Abstract
Purpose :
To identify environmental risk factors associated with the development of concurrent involutional lower lid entropion and upper lid ptosis.
Methods :
After receiving institutional review board approval from Rhode Island Hospital, we reviewed the medical records of patients referred to three oculoplastic surgeons for evaluation of involutional entropion from January 2009 to Januarry 2014. We exckuded oatuebts with previous eyelid or intraocular surgery, trauma, and thyroid eye disease. We collected patient's age, gender, ethnicity, medical comorbidities, smoking history, alcohol use, and the marginal distance reflex (MRD1). Visually significant ptosis was 2 millimeters (mm) or less.

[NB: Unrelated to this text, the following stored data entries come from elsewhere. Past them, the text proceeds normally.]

PR #2982, opened 2024-10-03
feat: add C `ndarray` API and refactor `blas/ext/base/dnanasumors`

headlessNode:
Resolves none.

## Description

This pull request:

-   Adds C `ndarray` API and refactor `blas/ext/base/dnanasumors`

## Related Issues

No.

## Questions

No.

## Other

No.

## Checklist

* * *

@stdlib-js/reviewers

### DIFF
--- a/lib/node_modules/@stdlib/blas/ext/base/dnanasumors/README.md
+++ b/lib/node_modules/@stdlib/blas/ext/base/dnanasumors/README.md
@@ -71,7 +71,7 @@ The function has the following parameters:
 -   **x**: input [`Float64Array`][@stdlib/array/float64].
 -   **strideX**: index increment for `x`.
 
-The `N` and stride parameters determine which elements in the strided array are accessed at runtime. For example, to compute the sum of absolute values ([_L1_ norm][l1norm]) every other element in `x`,
+The `N` and stride parameters determine which elements in the strided array are accessed at runtime. For example, to compute the sum of absolute values ([_L1_ norm][l1norm]) for every other element in `x`,
 
 ```javascript
 var Float64Array = require( '@stdlib/array/float64' );
--- a/lib/node_modules/@stdlib/blas/ext/base/dnanasumors/README.md
+++ b/lib/node_modules/@stdlib/blas/ext/base/dnanasumors/README.md
@@ -51,7 +51,7 @@ The [_L1_ norm][l1norm] is defined as
 var dnanasumors = require( '@stdlib/blas/ext/base/dnanasumors' );
 ```
 
-#### dnanasumors( N, x, stride )
+#### dnanasumors( N, x, strideX )
 
 Computes the sum of absolute values ([_L1_ norm][l1norm]) of double-precision floating-point strided array elements, ignoring `NaN` values and using ordinary recursive summation.
 
@@ -69,7 +69,7 @@ The function has the following parameters:
 
 -   **N**: number of indexed elements.
 -   **x**: input [`Float64Array`][@stdlib/array/float64].
--   **stride**: index increment for `x`.
+-   **strideX**: index increment for `x`.
 
 The `N` and stride parameters determine which elements in the strided array are accessed at runtime. For example, to compute the sum of absolute values ([_L1_ norm][l1norm]) every other element in `x`,
 
@@ -96,7 +96,7 @@ var v = dnanasumors( 4, x1, 2 );
 // returns 9.0
 ```
 
-#### dnanasumors.ndarray( N, x, stride, offset )
+#### dnanasumors.ndarray( N, x, strideX, offsetX )
 
 Computes the sum of absolute values ([_L1_ norm][l1norm]) of double-precision floating-point strided array elements, ignoring `NaN` values and using ordinary recursive summation and alternative indexing semantics.
 
@@ -112,9 +112,9 @@ var v = dnanasumors.ndarray( N, x, 1, 0 );
 
 The function has the following additional parameters:
 
--   **offset**: starting index for `x`.
+-   **offsetX**: starting index for `x`.
 
-While [`typed array`][mdn-typed-array] views mandate a view offset based on the underlying `buffer`, the `offset` parameter supports indexing semantics based on a starting index. For example, to calculate the sum of absolute values ([_L1_ norm][l1norm]) every other value in `x` starting from the second value
+While [`typed array`][mdn-typed-array] views mandate a view offset based on the underlying buffer, offset parameter supports indexing semantics based on starting index. For example, to calculate the sum of absolute values ([_L1_ norm][l1norm]) every other value in `x` starting from the second value
 
 ```javascript
 var Float64Array = require( '@stdlib/array/float64' );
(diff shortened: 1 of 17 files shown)


lib/node_modules/@stdlib/blas/ext/base/dnanasumors/README.md
```diff
@@ -112,9 +112,9 @@ var v = dnanasumors.ndarray( N, x, 1, 0 );
 
 The function has the following additional parameters:
 
--   **offset**: starting index for `x`.
+-   **offsetX**: starting index for `x`.
 
-While [`typed array`][mdn-typed-array] views mandate a view offset based on the underlying `buffer`, the `offset` parameter supports indexing semantics based on a starting index. For example, to calculate the sum of absolute values ([_L1_ norm][l1norm]) every other value in `x` starting from the second value
+While [`typed array`][mdn-typed-array] views mandate a view offset based on the underlying buffer, offset parameter supports indexing semantics based on starting index. For example, to calculate the sum of absolute values ([_L1_ norm][l1norm]) every other value in `x` starting from the second value
```
kgryte:
```suggestion
While [`typed array`][mdn-typed-array] views mandate a view offset based on the underlying buffer, the offset parameter supports indexing semantics based on a starting index. For example, to calculate the sum of absolute values ([_L1_ norm][l1norm]) for every other value in `x` starting from the second value
```

lib/node_modules/@stdlib/blas/ext/base/dnanasumors/README.md
```diff
@@ -69,7 +69,7 @@ The function has the following parameters:
 
 -   **N**: number of indexed elements.
 -   **x**: input [`Float64Array`][@stdlib/array/float64].
--   **stride**: index increment for `x`.
+-   **strideX**: index increment for `x`.
 
 The `N` and stride parameters determine which elements in the strided array are accessed at runtime. For example, to compute the sum of absolute values ([_L1_ norm][l1norm]) every other element in `x`,
```
kgryte:
```suggestion
The `N` and stride parameters determine which elements in the strided array are accessed at runtime. For example, to compute the sum of absolute values ([_L1_ norm][l1norm]) for every other element in `x`,
```

lib/node_modules/@stdlib/blas/ext/base/dnanasumors/benchmark/c/benchmark.length.c
```diff
@@ -146,7 +183,18 @@ int main( void ) {
 		for ( j = 0; j < REPEATS; j++ ) {
 			count += 1;
 			printf( "# c::%s:len=%d\n", NAME, len );
-			elapsed = benchmark( iter, len );
+			elapsed = benchmark1( iter, len );
+			print_results( iter, elapsed );
+			printf( "ok %d benchmark finished\n", count );
+		}
+	}
+		for ( i = MIN; i <= MAX; i++ ) {
```
kgryte:
```suggestion
	for ( i = MIN; i <= MAX; i++ ) {
```

lib/node_modules/@stdlib/blas/ext/base/dnanasumors/docs/repl.txt
```diff
@@ -50,14 +50,15 @@
...
+
+{{alias}}.ndarray( N, x, strideX, offsetX )
     Computes the sum of absolute values (L1 norm) of double-precision floating-
     point strided array elements, ignoring `NaN` values and using ordinary
     recursive summation alternative indexing semantics.
 
     While typed array views mandate a view offset based on the underlying
-    buffer, the `offset` parameter supports indexing semantics based on a
-    starting index.
+    buffer, offset parameter support indexing semantics based on starting
```
kgryte:
```suggestion
    buffer, the offset parameter supports indexing semantics based on a starting
```

headlessNode: @kgryte I don't understand this change. In what context are we removing 'the', 'supports' to 'support' and adding 'a' before 'staring index'?

lib/node_modules/@stdlib/blas/ext/base/dnanasumors/lib/ndarray.js
```diff
@@ -52,20 +52,20 @@ function dnanasumors( N, x, stride, offset ) {
...
 	}
-	if ( N === 1 || stride === 0 ) {
-		if ( isnan( x[ offset ] ) ) {
+	if ( N === 1 || strideX === 0 ) {
+		if ( isnan( x[ offsetX ] ) ) {
 			return 0.0;
 		}
-		return abs( x[ offset ] );
+		return abs( x[ offsetX ] );
 	}
```
kgryte: I don't know why I originally included this conditional. It doesn't seem necessary (a) and (b) it does the incorrect thing when `strideX` is `0`. For example, I could have `N = 3` and `strideX = 0`. In which case, the result should be `abs(x[ix])*3`, not `abs(x[ix])`. I think this should be fixed, as I don't know/recall the original rationale.

lib/node_modules/@stdlib/blas/ext/base/dnanasumors/src/main.c
```diff
@@ -17,45 +17,56 @@
...
-	int64_t i;
+	CBLAS_INT ix;
+	CBLAS_INT i;
 	double v;
 
 	if ( N <= 0 ) {
 		return 0.0;
 	}
-	if ( N == 1 || stride == 0 ) {
+	if ( N == 1 || strideX == 0 ) {
```
kgryte: Same comment as the JS version. I think this conditional should be removed in its entirety. It's possible, but I don't know for sure, that, e.g., pairwise summation needed a non-zero stride and so this branch is included for parity, but I don't know. @headlessNode Would you mind doing a little bit of code archeology and R&D?

lib/node_modules/@stdlib/blas/ext/base/dnanasumors/docs/repl.txt
kgryte: It needs to be grammatically correct. If there is only a single offset parameter, we say "the offset parameter supports". If there are multiple, then "the offset parameters support".

Your change was not grammatically correct.

kgryte: In general, the main point behind these changes is to remove the backticks. However, packages in `blas/ext/base` were updated by various GSoC contributors, so no guarantees that things are consistent or don't need a closer look.

lib/node_modules/@stdlib/blas/ext/base/dnanasumors/src/main.c
headlessNode: @kgryte This conditional is present in all the `nan` packages. I think the rationale is to handle the edge-case of `strideX = 0` and `N = 1`. 

The `N = 1` is unnecessary, the loop below handles it correctly.

For `strideX=0`, the conditional makes sense, in the context of wanting to avoid unnecessary iterations, and your suggestion of `abs(x[ix])*N`

I think refactoring to use `strideX=0` with `abs(x[ix])*N` makes sense.

kgryte: Sounds reasonable to me.

kgryte: Thanks for investigating!

headlessNode:
The tests for `dnanasumors` are passing, the failing test is from `dnanasum` which uses `dnanasumors` for computing the sum. This should be resolved when `dnanasum` is refactored.

lib/node_modules/@stdlib/blas/ext/base/dnanasumors/lib/ndarray.js
```diff
@@ -52,20 +52,20 @@ function dnanasumors( N, x, stride, offset ) {
...
 		return 0.0;
 	}
-	if ( N === 1 || stride === 0 ) {
-		if ( isnan( x[ offset ] ) ) {
+	if ( strideX === 0 ) {
+		if ( isnan( x[ offsetX ] ) ) {
 			return 0.0;
 		}
-		return abs( x[ offset ] );
+		return abs( x[ offsetX ] * N );
```
kgryte:
```suggestion
		return abs( x[ offsetX ] ) * N;
```

lib/node_modules/@stdlib/blas/ext/base/dnanasumors/src/main.c
```diff
@@ -0,0 +1,72 @@
...
+	double v;
+
+	if ( N <= 0 ) {
+		return 0.0;
+	}
+	if ( strideX == 0 ) {
+		if ( stdlib_base_is_nan( X[ offsetX ] ) ) {
+			return 0.0;
+		}
+		return stdlib_base_abs( X[ offsetX ] * N );
```
kgryte:
```suggestion
		return stdlib_base_abs( X[ offsetX ] ) * N;
```

lib/node_modules/@stdlib/blas/ext/base/dnanasumors/test/test.dnanasumors.native.js
```diff
@@ -241,14 +241,14 @@ tape( 'the function supports a negative `stride` parameter', opts, function test
 	t.end();
 });
 
-tape( 'if provided a `stride` parameter equal to `0`, the function returns the first element', opts, function test( t ) {
+tape( 'if provided a `stride` parameter equal to `0`, the function returns the sum of the first element repeated N times', function test( t ) {
```
kgryte:
```suggestion
tape( 'if provided a `stride` parameter equal to `0`, the function returns the sum of the first element repeated N times', opts, function test( t ) {
```

lib/node_modules/@stdlib/blas/ext/base/dnanasumors/test/test.ndarray.native.js
```diff
@@ -159,14 +159,14 @@ tape( 'the function supports a negative `stride` parameter', opts, function test
 	t.end();
 });
 
-tape( 'if provided a `stride` parameter equal to `0`, the function returns the first indexed element', opts, function test( t ) {
+tape( 'if provided a `stride` parameter equal to `0`, the function returns the sum of the first element repeated N times', function test( t ) {
```
kgryte:
```suggestion
tape( 'if provided a `stride` parameter equal to `0`, the function returns the sum of the first element repeated N times', opts, function test( t ) {
```

kgryte (approved):
LGTM. Thanks, @headlessNode!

We analyzed the data using chi-square test, t-test, and the factorial generalized estimating equation (p< 0.05).
Results :
There were 181 records that met our inclusion criteria; 56 patients were exclided; 125 were entered into the study. The prevalence of ptosis and involutional entropion was 30.6% (38); 18 (15%) patients had never used tobacco, 37 (29.7%) patients reported tobacco use (p<0.05); 27 (22%) reported alcohol use and 28 (23%) reported no alcohol use (p=0.9332). The mean MRD1 in patients that reported neither alcohol nor tobacco use was 1.8 mm (p<0.05). The mean MRD1 in patients that reported alcohol use was 2.9 mm (p< 0.05); the mean MRD1 in patients that reported tobacco use was 0.9 mm (p<0.05), which was visually significant ptosis. The mean MRD1 for patients that reported both tobacco and alcohol use was 1.3 mm (p< 0.05).
Conclusions :
Smoking may play a role in the development of concurrent involutional lower lid entropion and upper lid ptosis.
This is an abstract that was submitted for the 2016 ARVO Annual Meeting, held in Seattle, Wash., May 1-5, 2016.